John McCain has concluded a strange week of brush-back pitches against Barack Obama, dropping three different attack ads, each seemingly designed to scare up as much mainstream news coverage as anything else. The first, a blistering rebuke of Obama for failing to visit wounded troops at Landstuhl Air Force base during the return from his European swing, is undercut by, you know, a lack of facts on the ground.
The second ad — a weird poke at Obama’s celebrity, visually comparing him to both Paris Hilton (whose parents, ironically, are max-donors to the McCain campaign) and Britney Spears, i.e., “an empty vessel” — seems to suggest it’s a bad idea to support an American leader who might also be able to capture the imagination of anyone overseas. (Picking up on this assault on optimism, advocacy group MoveOn.org responded with an ad buy of their own, directed by actor Rider Strong, which mockingly presented hope as a communicable disease.)
Upping the strangeness quotient even further, McCain’s latest ad, titled “The One,” features out-of-context clips of Obama talking up his campaign as part of a movement greater than him, and then closes with a comparison to Charlton Heston’s Moses from The Ten Commandments, ceding, “Obama may be ‘The One,’ but is he ready to lead?”
To me, this isn’t so much a “kitchen sink strategy” as it is the farcical, kids movie version of this scheme, where plastic toys, sofa cushions and a blanket are thrown at a rampaging sibling in an effort to slow his or her momentum. The first ad was a bit scummy (though still fairly mild by the Karl Rove-ian standards of recent electoral politics), but mainly it’s just stupid; this belies the claims of high-road, issues-oriented outreach, and kind of underscores the arm’s-length disdain and condescension with which the McCain campaign has treated the Obama campaign. I know this, though: Treating hope as a piñata, and mocking or questioning as somehow insincere or dubious the optimism and sort of desperate desire to reconnect and repair that a lot of people — many of whom haven’t given two shits about a national political election in decades, if their lifetimes — feel is on a very basic level a bit despicable, and probably a bad political play, too. I know they’re running behind and don’t have the advantage of many intangibles, but this tack didn’t work out very well for Hillary Clinton, in case the McCain camp didn’t notice.

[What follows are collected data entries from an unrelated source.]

PR #9440, opened 2026-07-31
decompiler: faster incremental builds with Makefile

0xFE4415:


0xFE4415:
before:
```
$ make decomp_opt -j 8
$ touch context.cc
$ time make decomp_opt -j 8
real	0m13.863s
user	0m10.035s
sys	0m3.593s
```

after:
```
$ make decomp_opt -j 8
$ touch context.cc
$ time make decomp_opt -j 8
real	0m1.489s
user	0m1.155s
sys	0m0.307s
```

everything seems fine:
Total tests applied = 718
Total passing tests = 718

jobermayr:
Maybe this one could do an even better job:
https://github.com/jobermayr/ghidra-staging/blob/master/5413-Enable-build-of-decomp_dbg-and-sleigh_dbg.patch#L189

0xFE4415:
It looks like the patch no longer applies cleanly
```
$ git apply 5413-Enable-build-of-decomp_dbg-and-sleigh_dbg.patch
error: patch failed: Ghidra/Features/Decompiler/buildNatives.gradle:22
error: Ghidra/Features/Decompiler/buildNatives.gradle: patch does not apply
```
Also, executing shell commands directly in Gradle to detect libbfd...
```
+		['bash', '-c', 'ld.bfd -v | grep -o \"[0-9].*$\"'].execute().with {
+			consumeProcessOutput(stdout, System.err)
+			waitFor()
+		}
+		return "-lbfd-" + stdout.toString().trim()
+	}
+	def lib = getLibName()
+	def check = ["bash", "-c", "ld -o /dev/null ${lib} 2>&1 | grep -o 'cannot find -'".execute()
...
```

... there must be better way. In CMake it's just 'target_link_libraries(<target> PRIVATE bfd)` and in Makefile it *just works*.  

I'll hold off using this patch.

0xFE4415:
Actually, I would recommend porting the whole thing to CMake...

It automatically sets the right optimization flags (just add
`-DCMAKE_BUILD_TYPE=Release/Debug/...`) and LTO flags via
`CMAKE_INTERPROCEDURAL_OPTIMIZATION.`

CMake also generates faster Makefiles than the one from this PR, and
supports Ninja which is even faster.

That said, I don't know Gradle at all, perhaps it can do this too
and there is no need to manually define the flags.

```sh
$ hyperfine -w10 \
        'touch architecture.hh ; time CXX=clang++ make decomp_dbg -j16 >/dev/null' \
        'touch architecture.hh ; time CXX=clang++ cmake --build build-make-dir/ --target decomp -j16 >/dev/null' \
        'touch architecture.hh ; time CXX=clang++ cmake --build build-ninja-dir/ --target decomp -j16 >/dev/null'
Benchmark 1: touch architecture.hh ; time CXX=clang++ make decomp_dbg -j16 >/dev/null
  Time (mean ± σ):      2.424 s ±  0.059 s    [User: 1.228 s, System: 1.170 s]
  Range (min … max):    2.332 s …  2.529 s    10 runs

Benchmark 2: touch architecture.hh ; time CXX=clang++ cmake --build build-make-dir/ --target decomp -j16 >/dev/null
  Time (mean ± σ):      1.010 s ±  0.027 s    [User: 1.058 s, System: 1.459 s]
  Range (min … max):    0.981 s …  1.068 s    10 runs

Benchmark 3: touch architecture.hh ; time CXX=clang++ cmake --build build-ninja-dir/ --target decomp -j16 >/dev/null
  Time (mean ± σ):     923.9 ms ±  49.4 ms    [User: 622.5 ms, System: 974.6 ms]
  Range (min … max):   863.4 ms … 1013.8 ms    10 runs

Summary
  touch architecture.hh ; time CXX=clang++ cmake --build build-ninja-dir/ --target decomp -j16 >/dev/null ran
    1.09 ± 0.07 times faster than touch architecture.hh ; time CXX=clang++ cmake --build build-make-dir/ --target decomp -j16 >/dev/null
    2.62 ± 0.15 times faster than touch architecture.hh ; time CXX=clang++ make decomp_dbg -j16 >/dev/null
```

PR #9448, opened 2026-08-03
Add support for linux_loongarch_64.

Red54:
References:

https://github.com/lcpu-club/loongarch-packages/blob/master/ghidra/add-loongarch64-build.patch

https://github.com/AOSC-Dev/aosc-os-abbs/blob/stable/app-devel/ghidra/autobuild/patches/0000-add-support-LoongArch.patch


ryanmkurtz:
Unfortunately we do not have a system to test this against, so we do not plan on merging this in and providing official support at this time.

PR #9453, opened 2026-08-04
Ensure valid image width and height

kaibolay:
Reject invalid values, prevent out-of-memory downstream.


ryanmkurtz:
How did you decide on the `65535` limit?

kaibolay:
> How did you decide on the `65535` limit?

I picked 16 bit (2^16-1) because it seemed more than enough for an icon for the foreseeable future. 

The [Apple specifications](https://developer.apple.com/design/human-interface-guidelines/app-icons#Specifications) recommend 1024x1024 px icons (1088 x 1088 px for watchOS and 800x480 px for tvOS).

New York Magazine‘s Vulture craps on August movies, which seems especially appropriate this year since a lot of studios are running up the white flag because of the Olympics. I skipped out on screenings of Swing Vote and The Mummy: Attack of the CGI Wildebeests and Golden Emperor Played by Jet Li (or whatever it’s called), both because they were up against one another and I had another evening commitment, but there’s an extra ring of truth to all this since Lionsgate is currently busy stalling on even communicating to me the Los Angeles theaters in which their new, not-screened-for-critics horror flick, Midnight Meat Train, is opening this week. That’s a good sign.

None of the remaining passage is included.